After running the gauntlet of listening to message-machine for endless options on the diverse services offered by the Council, she finally got connected to the Environmental Cleansing Department number and heard a human voice. Exhausted by the convoluted journey to her destination, she got to the point right away.
‘A plastic bag hanging on a tree is an environmental eyesore. Could the department get it down?’
‘A plastic bag in a tree?’
‘Yes, between your servicemen and the north wind, we have a plastic bag stuck high up in a tree, and it will obviously stay there, unless taken down.’
‘We see the point you are making, but unfortunately, any work to do with trees falls in the Spring Services category.
‘When is that?’
‘Not before April, I’m afraid.’
‘It’s November now. So, you mean to say the plastic bag will continue to wave from the tree until then?’ Her exasperation was beginning to mount.
‘I’m sorry but there’s no other option. We work on seasonal rotas. I can make a note of this for our spring work on trees; and it can’t be until next Spring, and there’s a charge for the service.’ There was no apology in the voice.
‘I don’t see why we should pay for the bloody mindedness of your staff. Why couldn’t the collectors stick the plastic bag back in the bin, instead of leaving it on the pavement? It….’
She was interrupted. ‘If I may remind you, madam, residents are expected not to put any plastic in the containers. A list of cycable and non-cycable contents was distinctly left in each container.’
‘Does that mean any plastic left by mistake will be turned into litter by the environmental guardians?’ It was worth giving them a piece of her mind, she decided. ‘Let me tell you that the bag had a purpose. It was a caution against paper flying all over the road, in case of strong winds. Does that make sense to you?’
‘Not really.
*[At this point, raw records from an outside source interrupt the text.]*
PR #206, opened 2026-05-11
design(workspace): break devDependency cycles via synthetic test packages (per #121)

kriscendobot:
Refs #121.

## Description

Drafts the synthetic-test-package factoring kriskowal sketched on
PR #121.
Audits the current workspace devDependency cycles (one SCC of 13
packages, 18 cycle-forming devDep edges; the dependencies-only
subgraph is a clean DAG).
Proposes a five-cut migration to sink-only `packages/test-<subsystem>/`
packages whose `dependencies` enumerate the subsystems they exercise
and on which nothing else depends.
After the cuts, `turbo.json` can flip from `dependsOn: ["build"]` to
`^build` and the cycle warning disappears from CI logs.

## Considerations

[SES] No source changes.
[Compatibility] Migration touches every cycle-participant
`package.json` (7 source packages plus 4-5 new synthetic packages).
[Documentation] New design + designs/README.md row.
[Testing] N/A (design only).
[Type-checking] N/A.
[Performance] Improves turbo cache precision once `^build` is enabled.

## Open Questions

See the design's "Open Questions" section.
Six items, including helper-utility packaging, the
private-package-publish hook, in-place-rewrite vs. move tradeoffs,
and the `@endo/stream-types-test` rename question.

PR #210, opened 2026-05-11
chore(harden,harden-test): break devDep cycle via @endo/harden-test (Cut 4 of #206 design)

kriscendobot:
Refs `endojs/endo-but-for-bots#206` (Cut 4 of design `break-dev-dependency-cycles.md`).

## Description

Move SES-dependent tests out of `@endo/harden` into a new internal
package `@endo/harden-test` (private, not published, nothing else
depends on it) so `@endo/harden` no longer needs `ses` as a
devDep. Removes one workspace cycle-creating devDep edge per
the design.

## What this changes

- New package `packages/harden-test/` (private). Hosts the three
  SES-dependent test files plus the `_lockdown.js` fixture moved
  via `git mv`:
  - `assume-hardened-hardens-in-hardened.test.js`
  - `noop-causes-lockdown-to-throw.test.js`
  - `noop-freezes-after-lockdown.test.js`
- The three tests reach `@endo/harden`'s `hardened.js` and
  `noop.js` modules via `@endo/harden/internal/hardened.js` and
  `@endo/harden/internal/noop.js`, which `@endo/harden`'s
  `package.json` `exports` map gates on the `test` resolution
  condition. The `internal/` prefix marks them as not part of
  the public surface; they only resolve when ava is invoked with
  `--conditions=test`.
- `@endo/harden-test`'s `ava` config sets
  `nodeArguments: ["--conditions=test"]` so the test condition
  threads through automatically.
- `@endo/harden`'s `devDependencies` lose `ses`; what remains is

We are thinking of bringing in a fine system against those owners of the containers who use plastic bags to bag their waste-material. That will be the only way to make sure people obey the strict environmental code. We cannot….’

She banged the phone down. She called the residents meeting, and spoke quite passionately about the need to put pressure on the Council to direct their collection- service to a more conscientious spirit, in case of any violation of the strict regulations. But there was not much response from anyone. Some mentioned Germany having even stricter regulations for the residents to put out waste materials in absolutely separated categories; others told stories of how in Norwegian countries the whole street could be left out if more than five households failed to comply with waste-collection regulations. There was a clear insinuation that she was to blame in the end.

From that day on the woman avoided the front-room window in the daytime – the sunniest spot in the house; and while going to work, she made sure she didn’t look up across the road. Like a flag, the blue plastic bag will no doubt continue to fly through rain, cold or wind – and even the sun.